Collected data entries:
===============

Issue #28, opened 2018-05-07
2-Player Support


qclart:
2-Player is not supported.  

I've added a 2-Player hack to my fork - https://github.com/qclart/libretro-uae 

I will do a pull request if I find a more elegant solution or if this hack proves stable.

escalade:
Any progress on this?

PR #65, opened 2019-05-31
Add support for a second controller and remap keys

escalade:
It looks like the author went inactive, so I took the liberty to merge in his second controller commits:

https://github.com/libretro/libretro-uae/issues/28
https://github.com/qclart/libretro-uae

It was done quickly by hand and I'm not sure if I got it correctly. It does work great for me on the few games I tested though.

Probably best if someone who actually knows what they're doing reviews the code.

The new keymap is as follows:

L2 = show/hide status
R2 = UNUSED
L = mouse speed down (min 1)
R = mouse speed up (max 6)
SEL = toggle mouse/joy mode
STR = show/hide virtual keyboard (vkbd)
A = joystick fire 1/mouse 1/vkbd key pressed
B = joystick fire 2/mouse 2
X = UNUSED
Y = UNUSED

The "enter GUI" function was removed.

@qclart
@twinaphex

### DIFF
--- a/libretro/libretro-glue.h
+++ b/libretro/libretro-glue.h
@@ -36,9 +36,9 @@ extern int CROP_HEIGHT;
 #define XSIDE  (CROP_WIDTH/NPLGN -1)
 #define YSIDE  (CROP_HEIGHT/8 -1)
 
-#define YBASE0 (CROP_HEIGHT - NLIGN*YSIDE -8)
-#define XBASE0 0+4+2
-#define XBASE3 0
+#define YBASE0 (CROP_HEIGHT - NLIGN*YSIDE -80)
+#define XBASE0 12
+#define XBASE3 4
 #define YBASE3 YBASE0 -4
 
 #define STAT_DECX 120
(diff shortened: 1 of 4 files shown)


escalade:
Unfortunately, this segfaults on x86_64. ARM works good though.

DamsRoxxx:
> Unfortunately, this segfaults on x86_64. ARM works good though.

So it should not be merged ?

escalade:
Only if you want to break x86_64 :)

Too bad, hopefully someone knowledgeable will have a look and fix it as it actually makes this core useable.

escalade:
@rsn8887

Sorry for tagging you in this, but I noticed your superb work on the Vice core and a revamped virtual keyboard is just what this core needs too ;) The current one is absolutely hideous. Proper 2-player would be great as well! Feel free to ignore this, please don't misunderstand this as any kind of demand, thanks so much for the C64 love. Just seems like it's within your area of expertise and also interest.

sonninnos:
Cheers! I still haven't checked out what is the state of this UAE core, but I think I will after the Vice is core is so called "done".

escalade:
@sonninnos 

Awesome, great to see some love for the Commodore systems. I think this core runs quite well, just needs some polish and love like you have done for Vice. There's a rudimentary FS-UAE core as well, which I suppose could be brought up to speed with Frode's latest work and polished. Looks like you're an ARM guy though and although it runs I think PUAE is a better performer and runs A500/A1200 games like a charm. Anyway, thanks for the response and optimistic outlook :)

PR #74, opened 2019-08-17
Fix mingw cross compile and add some missing nintendo targets

webgeek1234:
Nintendo targets have only been tested as far as compile, they have not been tested on target hardware.


rsn8887:
Thanks!

PR #76, opened 2019-08-22
Core options for sound

sonninnos:
Removed unnecessary options and added a necessary option.

Sound options will come to effect immediately, and not just change the config for the future.

### DIFF
--- a/libretro/libretro.c
+++ b/libretro/libretro.c
@@ -286,6 +286,10 @@ static void update_variables(void)
 
    if (environ_cb(RETRO_ENVIRONMENT_GET_VARIABLE, &var) && var.value)
    {
+		strcat(uae_config, "sound_stereo_separation=");
+		strcat(uae_config, var.value);
+		strcat(uae_config, "\n");
+
 		int val = atoi(var.value) / 10;
 		changed_prefs.sound_stereo_separation=val;
    }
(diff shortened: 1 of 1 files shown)


rsn8887:
Awesome!

escalade:
Sound is all messed up in Battlesquadron intro (slow and missing some instruments?), so something went wrong here. I'm really excited that you guys are polishing up this core though :)

sonninnos:
Odd, I just compared with WinUAE and I didn't spot any slowness or missing instruments.

escalade:
There's definitely an issue, the offending commit is 8bc656ae887e77b02b879d01979b0cf160e93cf2

Launching IPF: MD5 7ba02ae220a84105a3bf788afd7b9f8e  Battle Squadron - The Destruction of the Barrax Empire! (Europe).ipf

rsn8887:
I suspect the changed sound filter defaults that were added?

rsn8887:
Probably the two filter options should be core options with previous defaults.

sonninnos:
Maybe perhaps, but I can't confirm nor fix since I can't reproduce.

Also try changing the default stereo separation to something smaller?

escalade:
I'll test some more later, it seems to be an issue in any game (confirmed with Dogs of War intro). Sounds a bit upspeed and some missing instruments, very weird. I will upload samples as well.

I suppose it could be specific to my environment somehow. I removed every default from the core options on launch before testing. I have 48000 as output rate and use Pulseaudio as backend.

rsn8887:
I will add the sound options back in so you can test.

sonninnos:
You should be able to narrow the culprit down with just copying the autocreated .uae from retroarch/saves/, removing the rows and launching the new file. They won't get overwritten by the core until you go and change core options.

rsn8887:
@escalade : I just added options for everything regarding sound instead of forcing any defaults. Should be in next nightly. Can you try if any sound options work for you? E.g. try "mixed" or "stereo"  , try "filter: enabled" "filter: off" etc.

The previous defaults that should to work for you for sure were:
`channels: stereo`
`filter: off`
`filter_type: standard`
`stereo_separation: i don't know`

escalade:
@rsn8887 
@sonninnos 

It was the stereo separation indeed. I found this post by Frode Solheim: http://eab.abime.net/showpost.php?s=81e9ebd09e9aa3d9ccf36ef110123aa3&p=862802&postcount=11

I've tried with 70% and it sounds good to me thanks. You're on a roll guys, keep the commits coming it's Amiga time 💃 Let me know if I can send beer money somewhere :)

PR #77, opened 2019-08-23
Major controls overhaul 

### LINKED ISSUE #28: 2-Player Support

### LINKED ISSUE #40: Mouse and Keyboard cannot be mapped to Controller Buttons
It i not possible to map Keyboard Keys or Mouse buttons to the Retropad.
One example would be to map Mouse Movements to the right analog stick.
Another one is to map the Enter on the keyboard to a controller button.

### LINKED ISSUE #42: Mouse & Keyboard Option for Controls
Adding an option to use mouse and keyboard instead of the retropad would be useful.

### LINKED ISSUE #51: Keyboard is set to AZERTY (Fr) by default. Additional Shift key problem.
Hello,

The keyboard has an AZERTY layout by by default without an "input.prefs" file and even when one with an English keymap is present. This happens with kickstart 3.1 and 1.3 alike, with or without startup-sequence. 
azerty

Image is from wikipedia:
500px-kb_france svg

The only temporary workaround is to counterintuitively choose an actual French layout in input settings under workbench. This way the layout switches to English. However it reverts back to French outside that workbench environment ie. when booting without startup sequence. Also this workaround doesn't fix the special characters.

fre
ame

Windows 10 country preferences were set to Canada when I first encountered this error but changing it to United States and restarting Windows did not resolve the problem. Windows display language was always set to "English (United States)". I haven't encountered this problem with any other software including WinUAE using the same hdf files and kickstart roms. Also, Canada does not use an AZERTY layout even for French.

region

**Shift problem:**
In addition to this, the shift key works as a toggle and not an actual modifier key. It gets stuck once pressed and has to be pressed again to switch back to normal typing similar to a caps lock but different because it also modifies the special characters that way, unlike a caps lock.

Thanks in advance and thank you for developing this core.

sonninnos:
And some bonus maintenance with libretro.h and core options.

Closes #42 
Closes #40 
Closes #28 
Closes #51


rsn8887:
Absolutely great!

escalade:
This made my day :)

PR #82, opened 2019-08-26
Floppysounds

escalade:
The default floppy sounds doesn't sound very good, I compared with the fs-uae samples and there's two higher quality samples.


sonninnos:
I feel the new ones are better too, so I vote yes.

escalade:
@sonninnos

===============

◆ TASK DESCRIPTION:
Print exactly the lines between the line with "PR #82, opened 2019-08-26" and the final line of the records above, both included.

◆ ANSWER FOR THIS EXERCISE:
PR #82, opened 2019-08-26
Floppysounds

escalade:
The default floppy sounds doesn't sound very good, I compared with the fs-uae samples and there's two higher quality samples.


sonninnos:
I feel the new ones are better too, so I vote yes.

escalade:
@sonninnos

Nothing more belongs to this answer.